By Barani Krishnan
Investing.com - Iran and oil's war worries have to wait. Attention is back to China and the trade war.
Crude futures rowed back much of Friday's early gains that would have made it a four-day winning streak for the bulls as China’s state-run media expressed impatience over the trade negotiations after Huawei and other Chinese companies were shown the door from the U.S. market.
West Texas Intermediate futures, the benchmark for U.S. crude, settled down 11 cents, or 0.2%, at $62.75 per barrel. It hit a two-week high of $63.64 earlier on fears that a new war might break out in the Persian Gulf after Saudi Arabia accused Iran of sabotaging the kingdom's oil infrastructure.
Iran, officially barred from selling its crude under U.S. sanctions, had previously warned other oil exporters of "consequences" for supporting the action by President Donald Trump.

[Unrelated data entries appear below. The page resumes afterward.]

PR #2950, opened 2025-06-13
Upgrades ember-a11y-refocus to v5

MelSumner:
### :pushpin: Summary

If merged, this PR updates `ember-a11y-refocus` to v5.0.0.

***

### :eyes: Component checklist

- [ ] Percy was checked for any visual regression
- [x] A changelog entry was added via [Changesets](https://github.com/changesets/changesets) if needed (see [templates here](https://hashicorp.atlassian.net/wiki/spaces/HDS/pages/3243114706/Changelog+authoring+best+practices#Templates))

:speech_balloon: Please consider using [conventional comments](https://conventionalcomments.org/) when reviewing this PR.

<details>

<summary>:clipboard: PCI review checklist</summary>

- [ ] If applicable, I've documented a plan to revert these changes if they require more than reverting the pull request.
- [ ] If applicable, I've worked with GRC to document the impact of any changes to security controls.
  Examples of changes to controls include access controls, encryption, logging, etc.
- [ ] If applicable, I've worked with GRC to ensure compliance due to a significant change to the in-scope PCI environment.
  Examples include changes to operating systems, ports, protocols, services, cryptography-related components, PII processing code, etc.

</details>

PR #3234, opened 2025-09-24
Upgrade `ember-a11y-refocus` to `v5.1.0`

shleewhite:
### :pushpin: Summary

This PR upgrades `ember-a11y-refocus` to `v5.1.0`, which required a few related dependency, type, and style updates to ensure everything compiles and functions correctly.

#### Changes
* **Upgrade `@glimmer/component` to `v2.0`**
  * Required for the `EmberA11yRefocusRegistry` to correctly import type signatures for `NavigationNarrator`.
  * Without this, `NavigationNarrator` would remain untyped.
  * Added a global override in `package.json` to force `v2.0.0`. This prevents build failures in Showcase and Website caused by mismatched versions.
* **Fix types for `@a11yRefocusRouteChangeValidator` arguments**
  * In `SideNav` and `AppHeader`, this arg was previously typed as `string`.
  * It now correctly uses `(transition: Transition) => boolean` since it is forwarded to the `NavigationNarrator` component.
* **Correct `Owner` typing in `th-resize-handle`**
  * `@glimmer/component@2.0.0` throws if `Owner` is not typed correctly.
  * Updated the last remaining usage of `Owner` being typed as `unknown`.
* **Add `NavigationNarrator` styles to Website CSS**
  * `ember-a11y-refocus@5.1.0` no longer auto-imports its styles for the website nav.
  * Explicitly added them via `website/ember-cli-build.js` and `website/app/styles/app.scss` [following the recommended usage](https://github.com/ember-a11y/ember-a11y-refocus?tab=readme-ov-file#usage).

### Open discussion

There is still a question around what is the best way to handle the `ember-a11y-refocus` styles. Before, the way the build worked made it so the consumer would install `ember-a11y-refocus` by installing the design system and that would implicitly import the styles. This is no longer the case, so either we need to export the styles for them or they need to manually import them.

In this instance, we can treat the showcase app as a demo consumer of the design system. The easiest way to verify that the styles are imported are to check [the SideNav skip link example in the showcase](https://hds-showcase-git-chore-upgrade-ember-a11y-focus-hashicorp.vercel.app/components/side-nav#skip-link-a11y-refocus). If the link has an underline, the styles are not imported.

_**The solution in this PR is Lee's preference**_
Ultimately, the main style we need is `text-decoration: none` and ember-a11y-refocus is not likely to change the styles frequently so I think it is reasonably safe to copy their styles and include them in our exported stylesheet.

**Option 2: Require all consumers add `ember-a11y-refocus` as a dependency**

SPIKE PR: https://github.com/hashicorp/design-system/pull/3251

In this option, we don't export the ember-a11y-refocus styles so the consumer has to include the path in their ember-cli-build and add it as a dependency. This approach is similar to how the tokens styles work.

This would require all consumers to update their ember-cli-build file and we'd have to change the guidance on our website. If you don't do this, the design system package builds fine, but the showcase fails to build because it does not have access to the stylesheet.
***

<details>

</details>

### DIFF
--- a/.changeset/khaki-bananas-know.md
+++ b/.changeset/khaki-bananas-know.md
@@ -1,0 +1,5 @@
+---
+"@hashicorp/design-system-components": patch
+---
+
+Dependency ember-a11y-refocus upgraded
--- a/.changeset/khaki-bananas-know.md
+++ b/.changeset/khaki-bananas-know.md
@@ -3,9 +3,9 @@
 ---
 
 <!-- START components/side-nav -->
-`SideNav` - Fixed the type of `@a11yRefocusNavigationText` to match the expected type from `ember-a11y-refocus`. The new type is `(transition: Transition) => boolean` instead of `string`.
+`SideNav` - Fixed the type of `@a11yRefocusRouteChangeValidator` to match the expected type from `ember-a11y-refocus`. The new type is `(transition: Transition) => boolean` instead of `string`.
 <!-- END -->
 
 <!-- START components/app-header -->
-`AppHeader` - Fixed the type of `@a11yRefocusNavigationText` to match the expected type from `ember-a11y-refocus`. The new type is `(transition: Transition) => boolean` instead of `string`.
+`AppHeader` - Fixed the type of `@a11yRefocusRouteChangeValidator` to match the expected type from `ember-a11y-refocus`. The new type is `(transition: Transition) => boolean` instead of `string`.
 <!-- END -->
--- a/.changeset/khaki-bananas-know.md
+++ b/.changeset/khaki-bananas-know.md
@@ -2,8 +2,6 @@
 "@hashicorp/design-system-components": patch
 ---
 
-Dependencies `ember-a11y-refocus` and `@glimmer/component` upgraded.
-
 <!-- START components/side-nav -->
 `SideNav` - Fixed the type of `@a11yRefocusNavigationText` to match the expected type from `ember-a11y-refocus`. The new type is `(transition: Transition) => boolean` instead of `string`.
 <!-- END -->
--- a/.changeset/khaki-bananas-know.md
+++ b/.changeset/khaki-bananas-know.md
@@ -2,4 +2,12 @@
 "@hashicorp/design-system-components": patch
 ---
 
-Dependency ember-a11y-refocus upgraded
+Dependency `ember-a11y-refocus` and `@glimmer/component` upgraded.
+
+<!-- START components/side-nav -->
+`SideNav` - Fixed the type of `@a11yRefocusNavigationText` to match the expected type from `ember-a11y-refocus`. The new type is `(transition: Transition) => boolean` instead of `string`.
+<!-- END -->
+
+<!-- START components/app-header -->
+`AppHeader` - Fixed the type of `@a11yRefocusNavigationText` to match the expected type from `ember-a11y-refocus`. The new type is `(transition: Transition) => boolean` instead of `string`.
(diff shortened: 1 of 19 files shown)


packages/components/package.json
dchyun, line 1: [Suggestion] Looks like in the Percy diff, the skip to main link in the SideNav has an underline now. Previously the `ember-a11y-refocus-skip-link` class brought styles that set `text-decoration: none;`, but in the latest version those styles are no longer present.

We may need to adjust the `.hds-side-nav .ember-a11y-refocus-skip-link` styles, or any other skip link styles we have, to add `text-decoration: none`.

Previous styles:
Screenshot 2025-09-24 at 3 27 21 PM

aklkv:
we need to bring it styles manually now as addon it self now v2 which means styles will not be auto included https://github.com/ember-a11y/ember-a11y-refocus?tab=readme-ov-file#usage

also my comments on original PR is still valid https://github.com/hashicorp/design-system/pull/2950#issuecomment-2971874474

.changeset/khaki-bananas-know.md
```diff
@@ -0,0 +1,13 @@
+---
+"@hashicorp/design-system-components": patch
+---
+
+Dependencies `ember-a11y-refocus` and `@glimmer/component` upgraded.
```
didoo: [suggestion] I would probably split this in two entries, and add which version (at least the `major.minor`)

shleewhite: makes sense! I made the upgrades major and the type fixes as a patch (I checked and it doesnt seem like anyone is using those args)

didoo: This is what I meant :)
```suggestion
Upgraded `ember-a11y-refocus` dependency to version `5.0`
Upgraded `@glimmer/component` dependency to version `2.0`
```

website/app/app.js
```diff
@@ -8,6 +8,7 @@ import Resolver from 'ember-resolver';
 import loadInitializers from 'ember-load-initializers';
 import config from 'website/config/environment';
 import { importSync, isDevelopingApp, macroCondition } from '@embroider/macros';
+import 'ember-a11y-refocus/styles.css';
```
aklkv: this will not work in classic build, you need to move it into scss file, this method only work under Vite build

packages/components/rollup.config.mjs
```diff
@@ -61,6 +61,11 @@ const plugins = [
     fileName: 'styles/@hashicorp/design-system-power-select-overrides.css',
   }),
 
+  scss({
```
aklkv: this will not work nor will the line above

aklkv (approved):

MelSumner:
The addon has classes & Ember should let you add your own class when you invoke the component, so the styles shouldn't be an issue, even if usage has slightly changed out of necessity. 

I think your preferred solution is fine, honestly. I don't plan to change the styles, it's one of those things that is meant to be as barebones as possible so folks can use the classnames in their apps if they want to change things to match their own visual presentation styles.


> Fix types for `@a11yRefocusNavigationText` arguments

the navigation text should still be a string. Do you mean `a11yRefocusRouteChangeValidator` maybe?

shleewhite:
> > Fix types for `@a11yRefocusNavigationText` arguments
> 
> the navigation text should still be a string. Do you mean `a11yRefocusRouteChangeValidator` maybe?

Oop yes, mixed up the argument name + type into the wrong argument name haha

zamoore (approved):
Nice!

But it denies charges of trying to sabotage Saudi oil facilities through its Houthi rebel allies, who have claimed responsibility for the attacks.
London Brent futures, the global benchmark for oil, slid by 48 cents, or 0.7%, to $72.14 per barrel by 2:42 PM ET (18:42 GMT).
In spite of the pullback from Friday's highs, WTI still ended the week up 1.8%. While it is down 2% on the month, year-to-date it shows a 38% gain.
Brent is up 2.2% on the week, 0.2% on the month and 34% on the year.
Oil turned direction after Taoran Notes, a pro-government WeChat blog run by China's state-owned Economic Daily, said it was "meaningless" for Chinese officials to meet with their American counterparts when Washington wasn't showing any sincerity for the welfare of Chinese commerce in striking a trade deal.
The comments, just one day after the White House excluded Huawei and other Chinese companies from the U.S. market, are a turn in rhetoric for China, which had previously been patient and hopeful on a deal being reached.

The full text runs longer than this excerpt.